S’il a peut-être cessé de se fier à la parole de Bielsa, Crespo n’a jamais cessé de croire en la validité de la méthode de travail du directeur de Leeds – ou à l’idée qu’il faut s’en tenir à ses principes.

Comme l’a dit Crespo à El Intransigente en 2019 : “J’aime les entraîneurs qui ont un style reconnaissable. Si vous allez voir un film de Tarantino, vous savez ce que vous aurez. C’est la même chose avec un Scorsese. Je vais voir Guardiola et je sais quelle équipe je vais voir. Comme avec Cholo [Simeone]comme avec Bielsa”.

Maintenant, comme ces hommes, Crespo impose un style qui lui est propre, dont il n’y a pas de déviation, pas de plan B.

Le passage de Crespo à Banfield s’est mal passé, tout comme un précédent passage à Modène en Serie B italienne, mais au début de l’année 2020, l’ancien attaquant est de retour dans l’ombre de Defensa y Justicia, un modeste club de la banlieue de Buenos Aires. Là, il a enfin pu montrer le type de football qu’il souhaite voir pratiquer par ses équipes.

Defensa y Justicia avait déjà connu le succès avec un modèle de coaching progressif ces dernières années, notamment sous la direction d’Ariel Holan puis de Sébastien Beccacece. Dans sa quête pour inculquer un style de football incisif et offensif, Crespo se mettait en place dans un environnement réceptif.

Pourtant, son travail a été remarquable. Defensa a terminé la saison dernière en grande forme et, après avoir terminé troisième de son groupe de la Copa Libertadores, il s’est incliné dans la Copa Sudamericana, l’équivalent sud-américain de l’Europa League.

C’est dans cette dernière compétition que l’équipe de Crespo a vraiment brillé et, samedi, elle affrontera son homologue de Buenos Aires, Lanus, en finale, la première décision continentale de l’histoire du club.

Sur le chemin, ils ont été très impressionnants. Après avoir battu le Sportivo Luqueno du Paraguay en huitième de finale et le Brésilien Vasco da Gama en huitième de finale, le Defensa a rencontré Bahia en quart de finale.

Au match aller, ils se sont rendus au Brésil et ont remporté une célèbre victoire 3-2 grâce à deux buts inscrits en première mi-temps par leur joueur vedette Braian Romero. Et au retour, après avoir survécu à la pression de Bahia en début de seconde période, Romero a de nouveau inscrit un but pour mettre le match à égalité.

Le côté Defensa de Crespo est plein d’intensité et de verve, pressant l’opposition de haut en bas.
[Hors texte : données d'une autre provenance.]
Issue #909, opened 2023-06-24
Handle the new calling convention that julia emits for cheaper ptls


motabbara:
Looks like something has gone quite wrong here with the presence of swiftcc and swiftself as a first argument. 

MWE on Julia 1.10 7b565e3d8dc. toml/manifest attached

```
using Enzyme

function foo(a::Float32)
    a*40.0
end

autodiff(Reverse, foo, Active, Active(3.0f0))

```

---

mod = ; ModuleID = 'start'
source_filename = "start"
target datalayout = "e-m:o-i64:64-i128:128-n32:64-S128-ni:10:11:12:13"
target triple = "arm64-apple-darwin22.4.0"

; Function Attrs: alwaysinline returns_twice
define internal swiftcc double @julia_foo_5929_inner({}*** nonnull swiftself %0, float %1) #0 !dbg !4 {
top:
  %2 = call {}*** @julia.get_pgcstack()
  %3 = bitcast {}*** %2 to {}**
  %current_task = getelementptr inbounds {}*, {}** %3, i64 -14
  %4 = bitcast {}** %current_task to i64*
  %world_age = getelementptr inbounds i64, i64* %4, i64 15
  %5 = bitcast {}*** %2 to {}**
  %current_task1 = getelementptr inbounds {}*, {}** %5, i64 -14
  %ptls_field = getelementptr inbounds {}*, {}** %current_task1, i64 16
  %ptls_load = load {}*, {}** %ptls_field, align 8, !tbaa !8
  %ptls = bitcast {}* %ptls_load to {}**
  %6 = bitcast {}** %ptls to i64**
  %7 = getelementptr inbounds i64*, i64** %6, i64 2
  %safepoint = load i64*, i64** %7, align 8, !tbaa !12, !invariant.load !7
  fence sIncorrect number of arguments passed to called function!
  %2 = call swiftcc double @julia_foo_5929_inner({}*** %1), !dbg !31
LLVM.API.LLVMVerifyFunction(wrapper_f, LLVM.API.LLVMPrintMessageAction) = 1
wrapper_f = ; Function Attrs: returns_twice
define double @julia_foo_5929_inner.1({}** %0) #4 !dbg !4 {
entry:
  %1 = alloca {}**, align 8, !dbg !31
  store {}** %0, {}*** %1, align 8, !dbg !31
  %2 = call swiftcc double @julia_foo_5929_inner({}*** %1), !dbg !31
  ret double %2, !dbg !31
}

[...]

PR #912, opened 2023-06-25
GPUCompiler + LLVM 6 adapt

motabbara:
Not sure if all the active(ctx) are needed.


motabbara:
Going to fail all of CI because of CUDA incompatability with GPUCompiler.

src/Enzyme.jl
```diff
@@ -178,7 +178,7 @@ Enzyme.autodiff(ReverseWithPrimal, x->x*x, Active(3.0))
     ModifiedBetween = Val(falses_from_args(Val(1), args...))
 
     tt    = Tuple{map(T->eltype(Core.Typeof(T)), args′)...}
-    world = GPUCompiler.codegen_world_age(Core.Typeof(f.val), tt)
+    world = GPUCompiler.tls_world_age() #(Core.Typeof(f.val), tt).min_world
```
wsmoses, line 181: I don't think this replacement is equivalent here. I think we need to import the codegen_world_age that was dropped here https://github.com/JuliaGPU/GPUCompiler.jl/commit/3de799afb1e145a72aaa30dc7c29222d32802693

wsmoses: Which, relatedly, can we split off the codegen_world_age refit into its own PR (which presumably should add support for both GPUCompiler 0.19 and 0.20), from the other dependency bumps?

motabbara: So PR1 is GPUCompiler bump and codegen_world_age and PR2 is rest of the stuff?

wsmoses: Yeah, [though the rest may also make sense to split off, depending on how invasive the LLVM stuff is]

motabbara:
Will close and submit two PRs. This doesn't resolve #909 as that needs GPUCompiler 0.21.2 which depends on LLVM 6.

Lorsqu’ils récupèrent le ballon, ils jouent avec des échanges de position très bien définis et des séquences de passes en première touche qui ont un peu le Bielsista Les programmes de formation sont des programmes d’apprentissage qui ont été conçus pour les enfants et les adolescents et qui sont clairement le résultat d’une répétition sans fin sur le terrain.

Lorsque les coups sont joués, ils sont brillants à regarder, Defensa déchirant l’opposition avec une facilité captivante. Et après avoir fait match nul 0-0 en demi-finale aller avec Coquimbo Unido, ils ont de nouveau fait preuve d’une grande habileté au match retour à la maison.

Après avoir pris du retard, Defensa a marqué quatre magnifiques buts d’équipe avant la mi-temps. Chaque mouvement a parfaitement démontré ce que Crespo essaie de réaliser, et le meilleur d’entre eux a été sauvé jusqu’au bout, Romero appliquant la touche finale pour son coup du chapeau.

Samedi, cependant, le test sera plus sévère. Lanus a battu les géants sud-américains Sao Paulo, Independiente et Velez Sarsfield en route vers la finale et est capable de pratiquer lui-même un beau football, avec des jeunes internationaux comme Pedro de la Vega et Tomas Belmonte qui constituent une réelle menace.

Mais Crespo espère que ses joueurs de Defensa y Justicia croiront suffisamment au plan A pour les faire franchir la ligne. Ils n’ont aucune raison de s’écarter du style qui les a menés jusqu’ici, tant qu’il n’a rien dit pour briser leur confiance.